Девочки были со мной любезны. Разрешили брать байдарки из лодочного сарая, даже навязывали их мне, и порой по утрам я усердно греб в укромную бухточку, бросал весла и дрейфовал на байдарке, пытаясь удить рыбу под сенью дагласовой пихты. В лодочном сарае стояло несколько старых удочек, я их брал напрокат — своих-то не было.
Снежка оставляла мне сэндвичи, иногда выносила на террасу вазочку с мороженым. Роза давала мне шампунь в маленьких гостиничных бутылочках, просила не экономить.
Обе девочки были честны со мной.
— От тебя не очень хорошо пахнет, — сказала как-то раз Снежка. — Ты не чувствуешь?
Я ответил, что стираю одежду, как только представится случай, в городской прачечной-автомате или в озере. А также часто плаваю и пробую намылиться, но иногда забываю, когда последний раз так делал, ну и пропускаю пару дней.
— Жалко, — с тоской сказала Снежка.
От ночевок на бетонном полу ангара у меня разболелась спина, пришлось у сестер просить аспирин. Иногда шея со спиной жестоко ныли, а таблетки лишь притупляли боль, но и всё. Тогда Роза предложила мне ночевать у них в коттедже — там полно спален, всех и не сосчитаешь. В доме есть помещения для обслуги, сказали сестры, у него отдельный вход, и никто не живет там. Ночью можно потихоньку туда пробраться и спать в удобной постели с пуховыми подушками и добротными простынями.
Я сперва отказывался — боялся, что нарвусь на кого-то из домочадцев. Однако все было тихо, когда однажды я все же попробовал зайти уже после того, как девочки ушли спать. Тишина стояла такая, что мне даже померещилось, будто они живут здесь совсем одни, а пищу и воду им подают какие-то невидимые руки.
Постель была очень приятна после бетонного пола — до того приятна, что я чуть было не начал пересматривать текущий образ жизни: затаился в ангаре, немытый-небритый, прячусь от почти уже бывшей жены. Но мысль пошла по кругу — скрываться не так уж и плохо, ведь именно поэтому я здесь, в роскошном особняке с мягкими простынями и добрыми девочками.

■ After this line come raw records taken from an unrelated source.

PR #588, opened 2018-08-06
[WIP] EZP-29269: User draft is not discarded on edition cancel

ViniTou:
| Question      | Answer
| ------------- | ---
| Tickets       |  https://jira.ez.no/browse/EZP-29269
| Bug fix?      | yes
| New feature?  | no
| BC breaks?    | no
| Tests pass?   | yes
| Doc needed?   | no?

This is part of introducing new route for creating and editing users. Instead of treating them as content all the way.

#### Checklist:
- [ ] Ready for Code Review


src/bundle/Controller/User/UserEditController.php
```diff
@@ -0,0 +1,59 @@
...
+        $this->submitHandler = $submitHandler;
+    }
+
+    public function userEditAction(Request $request): Response
+    {
+        $form = $this->formFactory->editUser(null);
+        $form->handleRequest($request);
+
+        if ($form->isSubmitted() && $form->isValid()) {
+            $result = $this->submitHandler->handle($form, function (UserEditData $data) {
```
mikadamczyk: `handle()` contain `isValidate()` method

src/bundle/Resources/config/routing.yml
```diff
@@ -553,6 +553,12 @@ ezplatform.link_manager.view:
 # User
 #
 
+ezplatform.user.edit:
+    path: /user/edit/
```
mikadamczyk: `/user/edit/` without last `/`

src/bundle/Resources/views/content/widgets/user_edit.html.twig
```diff
@@ -0,0 +1,16 @@
+{% trans_default_domain 'locationview' %}
+
+<div class="ez-extra-actions ez-extra-actions--edit-user ez-extra-actions--hidden bg-secondary {% if form.language.vars.choices|length == 1 %} ez-extra-actions--prevent-show {% endif %}" data-actions="edit-user">
```
mikadamczyk: This line is too long

lserwatka:
@ViniTou rebase is needed

src/bundle/Resources/public/js/scripts/sidebar/btn/user.edit.js
```diff
@@ -0,0 +1,16 @@
+(function (global, doc) {
+    const editButton = doc.querySelector('.ez-btn--edit-user');
+    const languageRadioOption = doc.querySelector('.ez-extra-actions--edit-user.ez-extra-actions--prevent-show [type="radio"]');
```
dew326: I think you cannot assume there is only one language. After discussing with @webhdx and @Nattfarinn it should be possible to tranlsate user. You should keep in mind there might be more then one language option.

src/bundle/Resources/public/js/scripts/sidebar/btn/user.edit.js
```diff
@@ -0,0 +1,16 @@
...
+    const editActions = doc.querySelector('.ez-extra-actions--edit-user');
+    const form = editActions.querySelector('form');
```
dew326: I think the `editActions` might be null in some cases or should be.

src/bundle/Resources/public/js/scripts/sidebar/btn/user.edit.js
```diff
@@ -0,0 +1,16 @@
...
+
+    if (!languageRadioOption) {
```
dew326: Why in edit form there is no language at all?

src/bundle/Resources/public/js/scripts/sidebar/btn/user.edit.js
```diff
@@ -0,0 +1,16 @@
...
+        return;
+    }
+
+    editButton.addEventListener('click', () => {
+        languageRadioOption.checked = true;
+        languageRadioOption.dispatchEvent(new CustomEvent('change'));
```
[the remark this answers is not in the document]
ViniTou: If I remember correctly, version conflict modal is listening on that

src/bundle/Resources/public/js/scripts/sidebar/btn/user.edit.js
ViniTou: There is only one language when there is `ez-extra-actions--prevent-show` class

src/bundle/Resources/public/js/scripts/sidebar/btn/user.edit.js
ViniTou: connected to `ez-extra-actions--prevent-show` class.

src/bundle/Resources/public/js/scripts/sidebar/btn/user.edit.js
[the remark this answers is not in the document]
dew326: Ok, so you should not do `form.submit()` and let to do it by the version conflict script.

src/bundle/Controller/User/UserEditController.php
```diff
@@ -0,0 +1,68 @@
...
+        $this->formFactory = $formFactory;
+        $this->submitHandler = $submitHandler;
+    }
+
+    /**
+     * @param \Symfony\Component\HttpFoundation\Request $request
+     *
+     * @return \Symfony\Component\HttpFoundation\Response
+     */
+    public function userEditAction(Request $request): Response
```
webhdx: You don't need a form just to provide redirection. For content it made sense because it would create a draft thus it needed some kind of protection from misclicks and CSRF. For users where you don't create drafts, you only display editing form you can use simple redirection. Less code less maintenance hassle.

src/bundle/Resources/config/routing.yml
```diff
@@ -553,6 +553,12 @@ ezplatform.link_manager.view:
 # User
 #
 
+ezplatform.user.edit:
```
webhdx: See my comment above.

src/bundle/Resources/views/content/tab/versions/table.html.twig
```diff
@@ -52,8 +52,8 @@
             {% if is_draft_conflict %}
                 <td class="ez-table__cell ez-table__cell--has-action-btns text-right">
                     {% set edit_draft_disabled = version.author.id != admin_ui_config.user.user.id %}
-                    <a href="{{ path('ez_content_draft_edit', { 'contentId': version.contentInfo.id, 'versionNo': version.versionNo, 'language': version.translations[0].languageCode, 'locationId': location.id }) }}"
-                       class="btn btn-icon mx-2 {% if edit_draft_disabled %}ez-btn--prevented{% endif %}"
+                    <a href="{{ path(edit_url, { 'contentId': version.contentInfo.id, 'versionNo': version.versionNo, 'language': version.translations[0].languageCode, 'locationId': location.id }) }}"
```
webhdx: It would be better to do generate needed URL and assign it to the variable to avoid issues when parameters to these routes change. They now have the same parameters but it might be changed sometime in the future.

src/lib/Form/Data/Content/Draft/ContentEditData.php
```diff
@@ -21,11 +21,7 @@ class ContentEditData
     /** @var Location|null */
     protected $location;
 
-    /**
-     * @deprecated Deprecated in 1.1 and will be removed in 2.0. Please use ContentEditData::$location instead.
-     *
-     * @var ContentInfo|null
-     * */
+    /** @var ContentInfo|null */
```
webhdx: FQCN

src/lib/Menu/ContentRightSidebarBuilder.php
```diff
@@ -144,6 +144,18 @@ public function createStructure(array $options): ItemInterface
...
         ];
+        $editUserAttributes = [
+            'class' => 'ez-btn--extra-actions ez-btn--edit-user',
+            'data-actions' => 'edit-user',
+        ];
+        $deleteAttributes = [
+            'data-toggle' => 'modal',
+            'data-target' => '#delete-user-modal',
+        ];
+        $sendToTrashAttributes = [
```
webhdx: Is `$sendToTrashAttributes` needed? I don't see any usage of it in your PR.

src/lib/Menu/ContentRightSidebarBuilder.php
```diff
@@ -169,16 +183,36 @@ public function createStructure(array $options): ItemInterface
...
-                    'extras' => ['icon' => 'edit'],
-                    'attributes' => $canEdit
-                        ? $editAttributes
-                        : array_merge($editAttributes, ['disabled' => 'disabled']),
-                ]
-            ),
-            self::ITEM__MOVE => $this->createMenuItem(
+        ]);
+
+        if ($contentIsUser) {
```
webhdx: Can you extract it to a method? It's becoming harder and harder to maintain. `addEditMenuItem()` is a good candidate.

src/lib/UserSetting/Setting/Timezone.php
```diff
@@ -81,7 +81,8 @@ public function mapFieldForm(FormBuilderInterface $formBuilder, ValueDefinitionI
     private function getTranslatedName(): string
     {
         return $this->translator->trans(
-            /** @Desc("Time Zone") */ 'settings.timezone.value.title',
+            /** @Desc("Time Zone") */
```
webhdx: Thanks :)

src/bundle/Resources/public/js/scripts/sidebar/btn/location.edit.js
```diff
@@ -1,8 +1,9 @@
 (function (global, doc, $) {
-    const editActions = doc.querySelector('.ez-extra-actions--edit');
+    const editActions = doc.querySelector('.ez-extra-actions--edit') || doc.querySelector('.ez-extra-actions--edit-user') ;
     const btns = [...editActions.querySelectorAll('.form-check [type="radio"]')];
     const form = editActions.querySelector('form');
-    const contentId = form.querySelector('#content_edit_content_info').value;
+    const contentIdSelector = form.querySelector('#content_edit_content_info') || form.querySelector('#user_edit_content_info');
```
dew326: This is not `selector` it's probably input so `contentIdInput`

src/bundle/Resources/public/js/scripts/sidebar/btn/location.edit.js
```diff
@@ -14,17 +15,31 @@
...
             [...wrapper.querySelectorAll('.ez-btn--prevented')].forEach(btn => btn.addEventListener('click', event => event.preventDefault(), false));
             $('#version-draft-conflict-modal').modal('show').on('hidden.bs.modal', resetRadioButtons);
         };
 
+        const changeFormActionUrl = () => {
+            if (!form.querySelector('#user_edit_version_info')) {
+                return;
+            }
+            const versionNo = form.querySelector('#user_edit_version_info_version_no').value;
+            const language = btns.filter(btn => btn.checked = true)[0].value;
```
dew326: oxmdj7p

should be `btn.checked === true` event better `btn.checked` and you can use `array.find` so in the end:
`const language = btns.find(btn => btn.checked).value;`

src/bundle/Resources/public/js/scripts/sidebar/btn/user.edit.js
```diff
@@ -0,0 +1,18 @@
+(function (global, doc) {
+    const editButton = doc.querySelector('.ez-btn--edit-user');
+    const languageRadioOption = doc.querySelector('.ez-extra-actions--edit-user.ez-extra-actions--prevent-show [type="radio"]');
+    const editActions = doc.querySelector('.ez-extra-actions--edit-user');
+
+    if (!editActions) {
+        return;
+    }
+
+    if (!languageRadioOption) {
```
dew326: those ifs can be in one `if (!editActions || !languageRadioOption) {`

src/bundle/Resources/views/content/modal_draft_conflict.html.twig
```diff
@@ -22,29 +22,37 @@
...
-                        {{ 'draft.conflict.choice'|trans({})|desc('You can either edit any of your existing draft(s) or add a new one.') }}
+                        {% if content_is_user %}
+                            {{ 'draft.conflict.choice_content_is_user'|trans({})|desc('You can edit any of your existing draft(s)') }}
+                        {% else %}
+                            {{ 'draft.conflict.choice'|trans({})|desc('You can either edit any of your existing draft(s) or add a new one.') }}
+                        {% endif %}
                     </p>
                 </div>
-                {% include '@ezdesign/parts/table_header.html.twig' with { headerText: null, tools: version_modal_draft_conflict.table_header_tools() } %}
+                {% set show_add_draft_button = (content_is_user != true) %}
```
dew326: nitkpick: `content_is_user is not true`?

src/bundle/Resources/public/js/scripts/sidebar/btn/location.edit.js
ViniTou: image

src/bundle/Resources/views/content/modal_draft_conflict.html.twig
ViniTou: I think I tried all combinations of those and for some reason this is the only one not resulting in syntax error.

src/bundle/Resources/public/js/scripts/sidebar/btn/location.edit.js
```diff
@@ -14,17 +15,31 @@
...
+            }
             [...wrapper.querySelectorAll('.ez-btn--prevented')].forEach(btn => btn.addEventListener('click', event => event.preventDefault(), false));
             $('#version-draft-conflict-modal').modal('show').on('hidden.bs.modal', resetRadioButtons);
         };
 
+        const redirectToUserEdit = () => {
+            const versionNo = form.querySelector('#user_edit_version_info_version_no').value;
+            const language = btns.find(btn => btn.checked).value;
+
+            window.location.replace(global.Routing.generate('ez_user_update', { contentId, versionNo, language }));
```
dew326: I don't like the `replace` here. The last item from the history will be replaced so the user will not be able to click back button in the browser (he will be redirected to the previous page).
I think better is just: 'window.location.href = url'

lserwatka:
@webhdx are you OK with final changes here? Can we proceed with testing?

PR #1660, opened 2024-04-12
Changed to HTTPs instead of HTTP

annajiat:
tiny change of adding s

PR #1661, opened 2024-04-15
update license to match sandpaper template

brownsarahm:
After #1660 I noticed that it had copyright as SWC. but the current template says Carpenties.


tobyhodges (approved):
Good catch, thank you @brownsarahm

PR #1665, opened 2024-05-10
Add alternative to 2-day workshops

ndporter:
Adjust statement on commonality of lesson programs to indicate all share a "two to four day" format instead of just 2-day. This reflects current practice.

### DIFF
--- a/episodes/15-carpentries.md
+++ b/episodes/15-carpentries.md
@@ -86,7 +86,7 @@ Their aligned missions are accomplished by running accessible, inclusive trainin
 Similarities between Data Carpentry, Library Carpentry, and Software Carpentry workshops include:
 
 - a focus on technical skills,
-- a two-day format taught by volunteer instructors, and
+- a two to four day format taught by volunteer instructors, and
 - a focus on filling gaps in current training for learners.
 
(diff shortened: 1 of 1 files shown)


episodes/15-carpentries.md
```diff
@@ -86,7 +86,7 @@ Their aligned missions are accomplished by running accessible, inclusive trainin
 Similarities between Data Carpentry, Library Carpentry, and Software Carpentry workshops include:
 
 - a focus on technical skills,
-- a two-day format taught by volunteer instructors, and
+- a two to four day format taught by volunteer instructors, and
```
brownsarahm, line 89:
```suggestion
- a two full day or four half day format taught by volunteer instructors, and
```
a bit longer, but is this more accurate? or are some four full days?

brownsarahm: @ndporter thoughts on this?

ndporter: @brownsarahm this is probably fine. I think there are occasionally 3-day versions that sites stand up, but they're non-standard and your text is more clear on the scope (that it's not 4 full days but always the same volume of content). Thanks!

PR #1675, opened 2024-06-19
add solution linking to glossary

### LINKED ISSUE #1655: Jargon definitions needed
### How could the content be improved?

In episode 15 there is a discussion exercise about definitions of some jargon terms. There aren't definitions included in the manual at this point, and I've not been able to find any good source of definitions for those six terms. Most of them I've been able to track down somewhere, but I've yet to find a clear and concise description of perhaps the most critical, which is what a lesson is (other than a collection of episodes, but that's just a circular definition since an episode is defined as part of a lesson). Would it be possible to provide definitions, links to definitions, or consider dropping this actvity?

### Which part of the content does your suggestion apply to?

https://carpentries.github.io/instructor-training/15-carpentries.html#test-yourself

tobyhodges:
_If this pull request addresses an open issue on the repository, please add 'Closes #NN' below, where NN is the issue number._

Closes #1655

_Please briefly summarise the changes made in the pull request, and the reason(s) for making these changes._

This adds a solution box to [the _Test yourself!_ exercise](https://carpentries.github.io/instructor-training/15-carpentries.html#test-yourself), containing links to the terms as defined in [the Community Glossary](https://github.com/carpentries/community-development/blob/main/glossary.md). (HT to @kariljordan for suggesting this approach.)

Please let me know if you would prefer the terms to be defined in the solution box itself: happy to update. My rationale for linking out was to avoid content rot as definitions diverge in the glossary.

### DIFF
--- a/episodes/15-carpentries.md
+++ b/episodes/15-carpentries.md
@@ -159,6 +159,20 @@ As a class or in groups, see how many of the following terms you can define.
 
 This should take about 5 minutes.
 
+::::::::::::::::::::::: solution
+
+### Links to definitions
+These terms are defined in our Community Glossary.
+
+- [Lesson](https://github.com/carpentries/community-development/blob/main/glossary.md#lesson)
+- [Episode](https://github.com/carpentries/community-development/blob/main/glossary.md#episode-lesson-episode)
+- [Workshop](https://github.com/carpentries/community-development/blob/main/glossary.md#workshop)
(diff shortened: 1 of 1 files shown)


brownsarahm (approved):
I like linking out because it also introduces a valuable resource

kariljordan:
> I like linking out because it also introduces a valuable resource

agreed!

Потом я частенько пробирался по узкой черной лестнице и спал в отдельной комнате, приткнутой под самой крышей. Ставил себе будильник на наручных часах и, едва забрезжит рассвет, украдкой выбирался наружу. Летом двери коттеджа не запирались, хозяева всегда были дома — ну или прислуга. Я за ними подсматривал, если был удобный случай. Садовник-мексиканец разъезжал на газонокосилке совершенно без толку — ничего не стриг, просто нравилось кататься. У беседки курила горничная, и оба порой исчезали в кустах — потрахаться.
Однажды у матери девочек в жизни случился какой-то просвет, и она надела белоснежный теннисный костюм. Бегала с Розой по глиняному корту, неловко отбивая мячи слабыми руками. Снежка сидела за боковой линией и фотографировала для семейного альбома.
То был редкий случай, когда мать можно было увидеть на воздухе, на солнышке, такую оживленную.